Last night I savored my first block of sleep of more than 4 hours since Nora was born. I left the hospital around 8pm, having a hard time not feeling guilty leaving Jason there to sleep (or not, depending on how Nora did) on a semi-comfortable recliner chair. It wasn’t too long, however, before I wondered if he hadn’t gotten the better end of the deal. When I got to Bill and Dottie’s, I was received warmly as usual and it wasn’t long before Dottie was giving me a backrub! I started needing tension-relief more as we watched the weather on the TV, only to note that tornado-like weather was moving through. Once again taken back to my childhood days in Mississippi, we were soon on our way to the basement hallway to wait out the storm. Of course I was trying to call Jason (who didn’t answer because he was sleeping oblivious to the brewing storm) and make sure that any precautions were being taken that were needed for those on 7th floor of the hospital! And I was calling my sister to have them check Harrisonburg weather and to let Mom know if there was anything she and Kali needed to do. Here I was ready for my first night of sleep and I’m separated from all my family and a mess because I’m not such a fan of big storms and like to have “all my people” within eyesight at times like that. Bill’s humor helped, reminding me of my dad, and Dottie’s lap didn’t hurt anything either, which I almost fell asleep on. What a gift they have been to us!!

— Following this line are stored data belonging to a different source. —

PR #878, opened 2022-06-15
chore(ci): enabled no-unsafe-member-access rule

bc-juanvasquez:
## What?

Enable @typescript-eslint/no-unsafe-member-access and either fix easy issues or disable lines. 

## Why?

Eslint rules are currently disabled in big design in order to use BigCommerce’s public eslint config. We want to enable the rules from the public config.

N/A

## Testing/Proof

Build Checks pass


packages/big-design/src/components/ButtonGroup/spec.tsx
```diff
@@ -10,14 +10,17 @@ beforeAll(() => {
   Object.defineProperties(window.HTMLElement.prototype, {
     offsetWidth: {
       get() {
+        // eslint-disable-next-line @typescript-eslint/no-unsafe-member-access
```
rtalvarez, line 13: You can fix/remove all these by providing typings to `this`

```
      get(this: HTMLElement) {
```

(or whatever other element you're using)

packages/big-design/src/components/PillTabs/spec.tsx
```diff
@@ -1,3 +1,4 @@
+/* eslint-disable @typescript-eslint/no-unsafe-member-access */
```
rtalvarez, line 1: I assume this is the same issue as above, we might be able to get rid of this one with the same approach

packages/big-design/src/components/Dropdown/types.ts
```diff
@@ -1,14 +1,16 @@
...
+
 export interface DropdownProps extends Omit<React.HTMLAttributes<HTMLUListElement>, 'children'> {
   autoWidth?: boolean;
   disabled?: boolean;
   items: Array<DropdownItem | DropdownLinkItem> | DropdownItemGroup[];
   maxHeight?: number;
   placement?: Placement;
   positionFixed?: boolean;
-  toggle: React.ReactElement;
+  toggle: React.ReactElement<ButtonProps>;
```
chanceaclark, line 13: Would this be `ButtonProps` or actually `unknown`? We don't actually enforce this as a `Button` element, so it could be anything.

packages/big-design/src/components/ProgressCircle/styled.tsx
```diff
@@ -11,12 +11,14 @@ export const StyledProgressCircle = styled.svg<ProgressCircleProps>`
...
 `;
 
-export const StyledCircle = styled.circle.attrs(({ size, theme }: any) => ({
-  // rem not usable for circle svg cx, cy, and r values in Safari 14
-  cx: theme.helpers.emCalc(getDimensions(size) / 2),
-  cy: theme.helpers.emCalc(getDimensions(size) / 2),
-  r: theme.helpers.emCalc(getDimensions(size) / 2 - getStrokeWidth(size) / 2),
-}))<ProgressCircleProps>`
+export const StyledCircle = styled.circle.attrs(
+  ({ size, theme }: { theme: DefaultTheme; size: ProgressCircleProps['size'] }) => ({
```
chanceaclark, line 15: I think we could just simplify this
```suggestion
export const StyledCircle = styled.circle.attrs<ProgressCircleProps>(({ size, theme }) => ({
```

packages/big-design/src/components/Table/spec.tsx
```diff
@@ -1,3 +1,4 @@
+/* eslint-disable @typescript-eslint/no-unsafe-member-access */
```
chanceaclark, line 1: Looks like we should actually update the types on `columns` and `items` in this file
```ts
interface SimpleTableOptions {
  // ...
  columns?: Array<TableColumn<Record<string, unknown>>>;
  items?: Array<Record<string, unknown>>;
  // ...
}
```

packages/docs/components/CodePreview/CodePreview.tsx
```diff
@@ -31,6 +31,7 @@ function getInitialCode(children: React.ReactNode, language: Language): string {
     return children;
   }
 
+  // eslint-disable-next-line @typescript-eslint/no-unsafe-member-access
```
chanceaclark, line 34: `yarn add @types/babel__standalone -D` then fix the issues from there.

packages/docs/components/PropTable/PropTable.tsx
```diff
@@ -117,13 +117,16 @@ const TypesData: React.FC<TypesDataProps> = (props): any => {
   if (Array.isArray(types)) {
     return types.map((type, index) => {
       return (
+        // eslint-disable-next-line @typescript-eslint/no-unsafe-member-access
```
chanceaclark, line 120: It'll be some effort, but let's fix this.

packages/docs/pages/form.tsx
```diff
@@ -239,7 +239,7 @@ const FormPage = () => {
                       const [value, setValue] = useState('BigCommerce');
                       const [error, setError] = useState(ERROR_MSG);
 
-                      const handleSubmit = (event) => {
+                      const handleSubmit = (event: React.FormEvent<HTMLFormElement>) => {
```
chanceaclark, line 242: 🍹 We generally like to use the component props to type `event`. In case we ever change the `onSubmit` api, we'll be able to tell more easily what's wrong.
```suggestion
                      const handleSubmit: FormProps['onSubmit'] = (event) => {
```

packages/docs/components/CodePreview/CodePreview.tsx
```diff
@@ -31,11 +32,13 @@ function getInitialCode(children: React.ReactNode, language: Language): string {
     return children;
   }
 
-  const code = transform(children, {
+  const transformResult: BabelFileResult = transform(children, {
```
chanceaclark, line 35: We should be able to get rid of this.
```suggestion
  const transformResult = transform(children, {
```

packages/docs/components/CodePreview/CodePreview.tsx
```diff
@@ -31,11 +32,13 @@ function getInitialCode(children: React.ReactNode, language: Language): string {
...
     compact: false,
     retainLines: true,
     presets: [['typescript', { allExtensions: true, isTSX: true, jsxPragma: 'preserve' }]],
-  }).code;
+  });
+
+  const code = transformResult.code ?? '';
```
chanceaclark, line 41: Why don't we just return `children` after the null coalescing.

packages/big-design/src/components/Table/spec.tsx
```diff
@@ -1,14 +1,22 @@
...
+  sku: string;
+  name: string;
+  stock: number;
+}
 
 interface SimpleTableOptions {
   className?: string;
-  columns?: any[];
-  items?: any[];
+  columns?: Array<TableColumn<SimpleTableItem>>;
```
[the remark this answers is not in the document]
bc-juanvasquez: Isn't the point of having TableColumn generic to pass implementation's defined type?

chanceaclark (approved):
Looks great! Thanks for updating!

It ended up passing us by with some rain, lightning and thunder, but I don’t think nearly as impressive as the weather people were predicting… We headed back upstairs and I to bed. I heard from Jason, who in fact knew nothing of the storm and had had close to a 2 hour nap since I had left. It took me awhile to settle but Anne Lamott’s new book quickly got my mind off the weather outdoors and it wasn’t long before my exhaustion took over.

In the end, all 3 of us got decent sleep. I was grateful to know that Nora slept well most of the night, waking and fussing but settling back down with Tylenol. She woke calm for the first time this morning and has had several calm awake moments since (until they start messing with her to take her blood pressure, temperature, check the incision site and then cart her off to be x-rayed).

Jason and Nora are back from getting x-rays done. She is tuckered out once again and didn’t enjoy being laid on a hard board with her arms placed in different positions in a chilly room. Her temperature has been a little low but they keep unwrapping her. It is probably nothing some warm milk and some clothes wouldn’t remedy, and they don’t seem concerned by it (so I’m trying to take my cues from them – and Jason, who I’m once again relying on for steadiness).

Hopefully all the tests are done for the day. The nurse just brought pedialyte in with bottles to start her – how come orders don’t get communicated well??? First of all, she doesn’t take a bottle. Second, they had clearly said since yesterday that they would start it through the tube and let her nurse. So now she is off to clarify “orders…”

Our day will likely include some teaching with using the button and tube, lots of information to absorb, getting feedings started and seeing how she does with that, and likely numerous staff visitors who either need information from us or have some piece of information for us.

And that will be interspersed with frequent calls to check on our eldest daughter, who by all accounts so far is enjoying immensely having Grandma all to herself! She even got to hold Grandma’s arm to fall asleep and it sounds like about crowded Grandma out of bed last night. Thankfully the worst of the storms at home came after she had fallen asleep.

I’ve been thinking of storms a lot lately, on a lot of different levels. As we weather this new storm in our family’s journey, I can’t help but realize how we journey in relative comfort! We have all our basic needs met (Nora might argue about that right now, but before too long we will be able to respond to all her needs) and we have persons available to assist us if needs arise. As much as I can vent/complain about our immersion into the UVA system, I can’t say how many times we are told to be in touch if we need anything, and I truly believe they would do all they could to meet our needs. As I left last night, I was reassured to see the nurse bringing Jason blankets and offering him coffee or whatever else she would do to make him comfortable. As news of the incredible ongoing devastation caused by the cyclone in Myanmar/Burma filters to us from our many colleagues there, I can’t help but have a different perspective on our current situation. Sometimes it can be so easy for me to focus solely on our “daily survival” through these times, not realizing how even in the amidst of what we would consider our family’s most challenging times to date we are gifted and privileged in ways that we should not take for granted.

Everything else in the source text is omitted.